**DIRECTIONS:** Go from the first line below to the one with "assert_non_null(vfu_ctx.irqs);" and print each line exactly.

Stored data
-------------------------
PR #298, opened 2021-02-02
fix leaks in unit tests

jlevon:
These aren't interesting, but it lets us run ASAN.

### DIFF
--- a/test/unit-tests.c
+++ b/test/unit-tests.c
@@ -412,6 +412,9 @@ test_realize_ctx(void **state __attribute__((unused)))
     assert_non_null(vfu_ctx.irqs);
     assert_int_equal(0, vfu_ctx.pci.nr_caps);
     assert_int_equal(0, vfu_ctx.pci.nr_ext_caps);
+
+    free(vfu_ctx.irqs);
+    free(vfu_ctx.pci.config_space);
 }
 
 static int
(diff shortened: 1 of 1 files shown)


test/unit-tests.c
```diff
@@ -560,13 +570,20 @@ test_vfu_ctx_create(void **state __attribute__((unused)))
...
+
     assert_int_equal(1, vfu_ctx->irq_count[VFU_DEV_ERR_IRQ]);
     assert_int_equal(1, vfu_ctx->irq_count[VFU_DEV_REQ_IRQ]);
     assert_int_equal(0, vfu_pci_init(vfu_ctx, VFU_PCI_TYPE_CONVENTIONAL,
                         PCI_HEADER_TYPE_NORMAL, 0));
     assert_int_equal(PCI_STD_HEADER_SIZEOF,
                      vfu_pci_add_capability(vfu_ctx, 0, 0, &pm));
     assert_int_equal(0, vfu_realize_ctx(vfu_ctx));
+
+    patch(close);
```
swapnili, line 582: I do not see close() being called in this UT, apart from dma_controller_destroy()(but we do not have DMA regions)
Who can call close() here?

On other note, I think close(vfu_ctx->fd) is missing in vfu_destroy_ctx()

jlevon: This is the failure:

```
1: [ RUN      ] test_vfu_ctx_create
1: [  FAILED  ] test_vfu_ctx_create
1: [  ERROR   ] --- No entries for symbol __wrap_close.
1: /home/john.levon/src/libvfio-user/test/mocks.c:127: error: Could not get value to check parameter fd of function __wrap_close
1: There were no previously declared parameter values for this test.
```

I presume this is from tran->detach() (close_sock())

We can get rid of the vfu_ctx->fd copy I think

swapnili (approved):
-------------------------
**ANSWER:**
PR #298, opened 2021-02-02
fix leaks in unit tests

jlevon:
These aren't interesting, but it lets us run ASAN.

### DIFF
--- a/test/unit-tests.c
+++ b/test/unit-tests.c
@@ -412,6 +412,9 @@ test_realize_ctx(void **state __attribute__((unused)))
     assert_non_null(vfu_ctx.irqs);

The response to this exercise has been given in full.